Telegram patched one other picture self-destruction bug in its app earlier this 12 months. This flaw was a unique challenge from the one reported in 2019. However the researcher who reported the bug is not happy with Telegram’s months-long turnaround time—and an provided €1,000 ($1,159) bounty award in alternate for his silence.
Self-destructed photos remained on the system
Like different messaging apps, Telegram permits senders to set communications to “self-destruct,” such that messages and any media attachments are routinely deleted from the system after a set time frame. Such a characteristic presents prolonged privateness to each the senders and the recipients intending to speak discreetly.
In February 2021, Telegram introduced a set of such auto-deletion options in its 2.6 launch:
- Set messages to auto-delete for everybody 24 hours or 7 days after sending
- Management auto-delete settings in any of your chats, in addition to in teams and channels the place you might be an admin
- To allow auto-delete, right-click on the chat within the chat checklist > Clear Historical past > Allow Auto-Delete
However in a couple of days, mononymous researcher Dmitrii found a regarding flaw in how the Telegram Android app had carried out self-destruction.
As a result of every occasion of self-destruction takes at the very least 24 hours to run, Dmitrii’s assessments spanned a couple of days.
“After just a few days… having proven diligence, I achieved what I used to be on the lookout for: Messages that ought to be auto-deleted from members in personal and personal group chats have been solely ‘deleted’ visually [in the messaging window], however in actuality, image messages remained on the system [in] the cache,” the researcher wrote in a roughly translated blog post printed final week.
Tracked as CVE-2021-41861, the flaw is somewhat easy. Within the Telegram Android app variations 7.5.0 to 7.8.0, self-destructed photos stay on the system within the
/Storage/Emulated/0/Telegram/Telegram Picture listing after roughly two to 4 makes use of of the self-destruct characteristic. However the UI seems to point to the consumer that the media was correctly destroyed.
Telegram requests “confidentiality” in alternate for a bounty reward
However for a easy bug like this, it wasn’t simple to get Telegram’s consideration, Dmitrii defined. The researcher contacted Telegram in early March. And after a collection of emails and textual content correspondence between the researcher and Telegram spanning months, the corporate reached out to Dmitrii in September, lastly confirming the existence of the bug and collaborating with the researcher throughout beta testing. For his efforts, Dmitrii was provided a €1,000 ($1,159) bug bounty reward.
Though many corporations with bug bounty applications supply financial rewards to moral hackers who determine and responsibly report vulnerabilities, disclosure of the safety flaws is often permitted after an agreed-upon interval of 60 or 90 days.
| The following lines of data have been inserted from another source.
PR #304, opened 2024-05-31
WIP: add events to production calculator

3geek14:
This PR seeks to add events to the production calculator. In Eevee Week, Raikou Research, and Entei Research, we saw buffs to Pokemons' stats, like skill rates. These impact Pokemons' productions, so SleepAPI's production calculator ideally would support this.

We don't know what sort of events Select Button will run in the future, or how they might influence things. This PR handles event buffs with a function passed to the production calculator that modifies a Pokemon. When there's no active event, this function is simply the identity function: `(mon: Pokemon) => mon`. For other events, this function is a little more complicated. The ingredient drop boost in Raikou and Entei was complicated enough to warrant a helper function, which is in `event-util.ts`.

Another approach would be to add more inputs to the production calcualtor to handle events. So far, we've only seen a small number of changes made: increased skill rate, increased ingredient drops, and restricting bonuses to a specific type. I don't like this approach, because I think it risks making it harder to maintain the codebase as new events have new mechanics. If a future event restricts some bonuses to one type and other bonuses to another type, then we'd have to rewrite anything that assumes all bonuses will either go to all Pokemon or to only Pokemon of a specific type.

**WIP Status:**

The first commit adds the `Event` data type, and it adds the events we've seen so far. Future commits will add the ability to pass an event into the production calculator, add an event parameter to the production calculator API route, and add an API route to get a list of all events.

### DIFF
--- a/common/src/domain/event/event.ts
+++ b/common/src/domain/event/event.ts
@@ -1,0 +1,92 @@
+import { AddOneIngredient } from '../../utils';
+import { GREPA, LEPPA } from '../berry';
+import { Pokemon } from '../pokemon';
+
+export interface Event {
+  name: string;
+  description: string;
+  startDate: Date;
+  endDate: Date;
+  statModifier: (mon: Pokemon) => Pokemon;
+}
+
+export const FIRST_ANNIVERSARY_FEST: Event = {
+  name: 'First Anniversary Fest',
+  description: "The chance of each helper Pokemon's main skill triggering will be multiplied by 1.5.",
+  startDate: new Date(2024, 7, 15),
+  endDate: new Date(2024, 7, 21),
+  statModifier: (mon: Pokemon) => {
+    return {
+      skillPercentage: mon.skillPercentage * 1.5,
+      ...mon,
+    };
+  },
+};
+
+export const ENTEI_RESEARCH: Event = {
+  name: 'Entei Research',
+  description:
+    'Fire-type Pokemon find an extra ingredient every time they find ingredients, and their main ' +
+    'skill triggers 50% more often. During the first week, fire-type Pokemon have their main ' +
+    'skill level increased by 1; during the second week, it increases by 3.',
+  startDate: new Date(2024, 5, 20),
+  endDate: new Date(2024, 6, 3),
+  statModifier: (mon: Pokemon) => {
+    if (mon.berry != LEPPA) {
+      return mon;
+    }
+    return {
+      ingredient0: AddOneIngredient(mon.ingredient0),
+      ingredient30: mon.ingredient30.map(AddOneIngredient),
+      ingredient60: mon.ingredient60.map(AddOneIngredient),
+      skillPercentage: mon.skillPercentage * 1.5,
+      ...mon,
+      // For week 1, Main Skill Level is increased by 1
+      // For week 2, Main Skill Level is increased by 3
+    };
+  },
+};
+
+export const RAIKOU_RESEARCH: Event = {
+  name: 'Raikou Research',
+  description:
+    'Electric-type Pokemon find an extra ingredient every time they find ingredients, and their ' +
+    'main skill triggers 50% more often.',
+  startDate: new Date(2024, 3, 25),
+  endDate: new Date(2024, 4, 7),
+  statModifier: (mon: Pokemon) => {
+    if (mon.berry != GREPA) {
+      return mon;
+    }
+    return {
+      ingredient0: AddOneIngredient(mon.ingredient0),
+      ingredient30: mon.ingredient30.map(AddOneIngredient),
+      ingredient60: mon.ingredient60.map(AddOneIngredient),
+      skillPercentage: mon.skillPercentage * 1.5,
+      ...mon,
+    };
+  },
+};
+
+export const EEVEE_WEEK: Event = {
+  name: 'Eevee Week',
+  description: 'Main skills trigger 50% more often.',
+  startDate: new Date(2023, 11, 20),
+  endDate: new Date(2023, 11, 27),
+  statModifier: (mon: Pokemon) => {
+    return {
+      skillPercentage: mon.skillPercentage * 1.5,
+      ...mon,
+    };
+  },
+};
+
+export const NO_EVENT: Event = {
+  name: 'No Event',
+  description: 'No changes.',
+  startDate: new Date(0),
+  endDate: new Date(Infinity),
+  statModifier: (mon: Pokemon) => mon,
+};
+
+export const EVENTS: Event[] = [FIRST_ANNIVERSARY_FEST, ENTEI_RESEARCH, RAIKOU_RESEARCH, EEVEE_WEEK];
--- a/common/src/domain/event/index.ts
+++ b/common/src/domain/event/index.ts
@@ -1,0 +1,1 @@
+export * from './event';
--- a/backend/src/domain/computed/production.ts
+++ b/backend/src/domain/computed/production.ts
@@ -1,4 +1,4 @@
-import { berry, nature, Recipe, subskill } from 'sleepapi-common';
+import { Event, Recipe, berry, nature, subskill } from 'sleepapi-common';
 import { CustomPokemonCombinationWithProduce } from '../combination/custom';
 import { Time } from '../time/time';
 
@@ -22,6 +22,7 @@ export interface ProductionStats {
   mainBedtime: Time;
   mainWakeup: Time;
   maxPotSize?: number;
+  event?: Event;
 }
 
 export interface SetCoverProductionStats extends ProductionStats {
--- a/common/src/domain/index.ts
+++ b/common/src/domain/index.ts
@@ -1,5 +1,6 @@
 export * as berry from './berry';
 export * from './constants';
+export * from './event';
 export * as ingredient from './ingredient';
 export * as island from './island';
 export * as mainskill from './mainskill';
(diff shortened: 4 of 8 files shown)


common/src/domain/event/event.ts
```diff
@@ -0,0 +1,69 @@
+import { GREPA, LEPPA } from 'src/domain/berry';
+import { AddOneIngredient } from 'src/domain/event/event-util';
+import { Pokemon } from 'src/domain/pokemon';
+
+export interface Event {
+  name: string;
+  startDate: string;
```
SleepAPI, line 7: What do you think about Date vs string here? 

Date would enforce a correct format and it would mean we don't have to parse them all to date when listing current/future events in the frontend. 

Using string means we can list the dates in frontend without formatting a Date. 

If we go with Date we should be able to create an event like 
`new Date('2024-01-31')`

common/src/domain/event/event.ts
```diff
@@ -0,0 +1,69 @@
...
+  endDate: string;
+  statModifier: (mon: Pokemon) => Pokemon;
+}
+
+export const ENTEI_RESEARCH: Event = {
```
SleepAPI, line 12: I guess listing all the events in here will eventually become messy. Do you think we could take a similar approach to how we do pokemon? Perhaps one folder for each year, so right now we would have 2023 and 2024

webbywisp (changes requested):

common/src/domain/event/event-util.ts
```diff
@@ -0,0 +1,8 @@
+import { IngredientSet } from 'src/domain';
```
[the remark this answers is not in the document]
3geek14: Done

common/src/domain/event/event.ts
```diff
@@ -0,0 +1,69 @@
+import { GREPA, LEPPA } from 'src/domain/berry';
+import { AddOneIngredient } from 'src/domain/event/event-util';
+import { Pokemon } from 'src/domain/pokemon';
+
+export interface Event {
```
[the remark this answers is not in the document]
3geek14: I've added some descriptions, but I'm not very attached to them. Happy to let other people change these later.

common/src/domain/event/event.ts
3geek14: Thanks, I much prefer the `Date` type.

common/src/domain/event/event.ts
3geek14: I'm not convinced this is necessary, as we've still got way way fewer events than Pokemon. I'd be inclined to punt this until it becomes more of an issue?

SleepAPI: That's fine, this isn't a big issue to me

common/src/domain/event/index.ts
SleepAPI, line 1: Since the domain/event folder is new it needs to be exported from src/domain as well. Currently this index file exports it out of domain/event, but the level above doesnt pick it up

webbywisp (changes requested):
One final comment from my side, regarding the export of domain/event

webbywisp (dismissed):
LGTM, just needs the rebase and merge

3geek14:
I want to push the event adjustment all the way into `setupAndRunProductionSimulation`. Doing that means changing the `PokemonIngredientSet` type to have "AAC" (for example) rather than a full `IngredientSet[]`. That would be a rather large refactor.

If I don't do that, it's easy to get `calculatePokemonProduction` in `production-service.ts` to use the `Event` it receives and pass the modified `Pokemon` into `setupAndRunProductionSimulation`. Similarly, `calculateOptimalProductionForSetCover` has a `ProductionStats` object and can make use of the `Event`.

However, `getAllOptimalIngredientFocusedPokemonProduce` in `contribution-calculator.ts` (used for the tier list) doesn't have a full `ProductionStats` object, so I can't do anything there. This is probably fine, but I think it'd be cool just as a curiosity to see what changes events make to the tier lists.

I think I'll try to do the refactoring. From a "don't repeat yourself" perspective, it feels wrong to deal with event modifications in multiple places. If tier lists don't want to deal with events, that's fine; they can simply not pass in any `Event`, and `setupAndRunProductionSimulation` can apply `NO_EVENT`.

3geek14:
I started working on the refactor, and I ran into an error as soon as I tried to import `Event` into the backend. I've pushed the broken commit in case you want to be able to reproduce the issue. Here's the error message I got from `npm run build`:
```
There was a problem resolving type of 'Event'.
There was a problem resolving type of 'ProductionStats'.
Generate swagger error.
 GenerateMetadataError: Unknown type: FunctionType
At: ~/SleepAPI/common/dist/domain/event/event.d.ts:7:7.
This was caused by 'statModifier: (mon: Pokemon) => Pokemon;'
    at TypeResolver.resolve (~/SleepAPI/backend/node_modules/@tsoa/cli/dist/metadataGeneration/typeResolver.js:480:19)
    at TypeResolver.propertyFromSignature (~/SleepAPI/backend/node_modules/@tsoa/cli/dist/metadataGeneration/typeResolver.js:1195:119)
    at ~/SleepAPI/backend/node_modules/@tsoa/cli/dist/metadataGeneration/typeResolver.js:1160:39
    at Array.map (<anonymous>)
    at TypeResolver.getModelProperties (~/SleepAPI/backend/node_modules/@tsoa/cli/dist/metadataGeneration/typeResolver.js:1160:18)
    at TypeResolver.getModelReference (~/SleepAPI/backend/node_modules/@tsoa/cli/dist/metadataGeneration/typeResolver.js:1054:33)
    at calcReferenceType (~/SleepAPI/backend/node_modules/@tsoa/cli/dist/metadataGeneration/typeResolver.js:920:50)
    at TypeResolver.getReferenceType (~/SleepAPI/backend/node_modules/@tsoa/cli/dist/metadataGeneration/typeResolver.js:933:24)
    at TypeResolver.resolve (~/SleepAPI/backend/node_modules/@tsoa/cli/dist/metadataGeneration/typeResolver.js:513:36)
    at TypeResolver.propertyFromSignature (~/SleepAPI/backend/node_modules/@tsoa/cli/dist/metadataGeneration/typeResolver.js:1195:119)
```

SleepAPI:
> I started working on the refactor, and I ran into an error as soon as I tried to import `Event` into the backend. I've pushed the broken commit in case you want to be able to reproduce the issue. Here's the error message I got from `npm run build`:
> 
> ```
> There was a problem resolving type of 'Event'.
> There was a problem resolving type of 'ProductionStats'.
> Generate swagger error.
>  GenerateMetadataError: Unknown type: FunctionType
> At: ~/SleepAPI/common/dist/domain/event/event.d.ts:7:7.
> This was caused by 'statModifier: (mon: Pokemon) => Pokemon;'
>     at TypeResolver.resolve (~/SleepAPI/backend/node_modules/@tsoa/cli/dist/metadataGeneration/typeResolver.js:480:19)
>     at TypeResolver.propertyFromSignature (~/SleepAPI/backend/node_modules/@tsoa/cli/dist/metadataGeneration/typeResolver.js:1195:119)
>     at ~/SleepAPI/backend/node_modules/@tsoa/cli/dist/metadataGeneration/typeResolver.js:1160:39
>     at Array.map (<anonymous>)
>     at TypeResolver.getModelProperties (~/SleepAPI/backend/node_modules/@tsoa/cli/dist/metadataGeneration/typeResolver.js:1160:18)
>     at TypeResolver.getModelReference (~/SleepAPI/backend/node_modules/@tsoa/cli/dist/metadataGeneration/typeResolver.js:1054:33)
>     at calcReferenceType (~/SleepAPI/backend/node_modules/@tsoa/cli/dist/metadataGeneration/typeResolver.js:920:50)
>     at TypeResolver.getReferenceType (~/SleepAPI/backend/node_modules/@tsoa/cli/dist/metadataGeneration/typeResolver.js:933:24)
>     at TypeResolver.resolve (~/SleepAPI/backend/node_modules/@tsoa/cli/dist/metadataGeneration/typeResolver.js:513:36)
>     at TypeResolver.propertyFromSignature (~/SleepAPI/backend/node_modules/@tsoa/cli/dist/metadataGeneration/typeResolver.js:1195:119)
> ```

This is because ProductionStats interface is returned on the API for some routes. For example both the api/optimal/meal/{name} and your own api/optimal/ingredient/{name} return an attribute called filter of type `SetCoverProductionStats` which just extends ProductionStats. So Swagger is complaining that we can't return a function on the API, since Event type contains statModifier which is a typescript function and not compatible with a HTTP response

3geek14:
Bluh...okay I understand the error now. I guess one option is to have the `ProductionStats` store a `string` that's the name of an `Event`? And then do a lookup. That would prevent power-users from writing their own custom event functions, which is probably desirable, to prevent us from running random user code that we don't trust.

SleepAPI:
> Bluh...okay I understand the error now. I guess one option is to have the `ProductionStats` store a `string` that's the name of an `Event`? And then do a lookup. That would prevent power-users from writing their own custom event functions, which is probably desirable, to prevent us from running random user code that we don't trust.

I think in general for the API incoming request we use ProductionRequest interface. So for incoming requests and lookup we can add an event identifier such as an id or name or something like ENTEI_2024 as id would be cool. 

I think the issue with ProductionStats is that today our APIs are too verbose, we probably shouldn't just return the entire ProductionStats interface out. I think we return some stuff like subskills, nature etc so that the old frontend could use it to list input settings on the results page. We probably should just add event to ProductionStats, but return more explicit type from the APIs. Might need a little refactoring though.

I believe the new frontend doesn't need the input settings returned at all and the team simulator doesn't. The new frontend sends the input settings to the backend and so it already has those beforehand ready.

“Having studied the contract despatched by electronic mail by a Telegram consultant, I drew consideration to the truth that Telegram requires [me] to not disclose any particulars of cooperation/technical particulars by default with out its written approval,” wrote Dmitrii, referring to the eight-page-long agreement the corporate offered the researcher.
Since then, the researcher claims he has been ghosted by Telegram, which has given no response and no reward. “I’ve not obtained the promised reward from Telegram in €1,000 or every other,” he wrote.
Curiously, in 2019, a separate bug additionally referring to the self-destruct characteristic was reported by one other researcher who walked away with a better bug bounty—a €2,500 ($2,897) reward somewhat than a measly €1,000.
Telegram’s vulnerability reporting program, managed by HackerOne, can be unclear in regards to the firm’s accountable disclosure protocol. The doc hyperlinks additional to a FAQ that mentions “bounties” and “Cracking Contests” organized by Telegram, however there’s nothing about if or when safety points could be disclosed.
The newest model of the Telegram Android app launched on September 22, as seen by Ars, is v8.1.2 on the Google Play Store, though the reported bug was possible patched in an earlier model. Regardless, Telegram customers ought to replace their app to the newest model to obtain present and future safety updates.
Ars reached out to Telegram for remark prematurely, however we have not heard again.